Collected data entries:
*** Block opens ***

PR #140, opened 2017-10-24
Feature/v10/add bootstrap

rloos289:


source/_data/data.json
```diff
@@ -6,6 +6,7 @@
   "bodyClass": "pl",
   "title": "Faker.words(2, true)",
   "text": "Faker.words(3, true)",
+  "cardimage" : "Faker.imageURL(318, 180, 'abstract', true, 'Some Text', true)",
```
illepic: Let's take a look at using the holder.js library for this. You can see an implementation for this in the `_img.twig` file that needs some cleanup.

source/_patterns/01-atoms/button/_button.twig
```diff
@@ -0,0 +1,32 @@
...
+  See https://getbootstrap.com/docs/4.0/components/buttons/ for more details
+#}
+
+<{{ button_element|default('button') }}
+type="{{ button_type }}"
+class="btn btn-{% if button_outline == TRUE  %}outline-{% endif %}{{ button_color|default('primary') }}
+  {% if button_size %} btn-{{ button_size }}{% endif %}
+  {% if button_block %} btn-block{% endif %}
+  {% if button_active %} active {% endif %}"
+{% if button_active == TRUE  %} aria-pressed="true" {% endif %}
```
illepic: Odd switch to explicit `TRUE` here.

source/_patterns/01-atoms/button/_button.twig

*** Block closes ***

What is required: Scan the records above for the word "endif". Copy each line that has it.

Task solution:
+class="btn btn-{% if button_outline == TRUE  %}outline-{% endif %}{{ button_color|default('primary') }}
+  {% if button_size %} btn-{{ button_size }}{% endif %}
+  {% if button_block %} btn-block{% endif %}
+  {% if button_active %} active {% endif %}"
+{% if button_active == TRUE  %} aria-pressed="true" {% endif %}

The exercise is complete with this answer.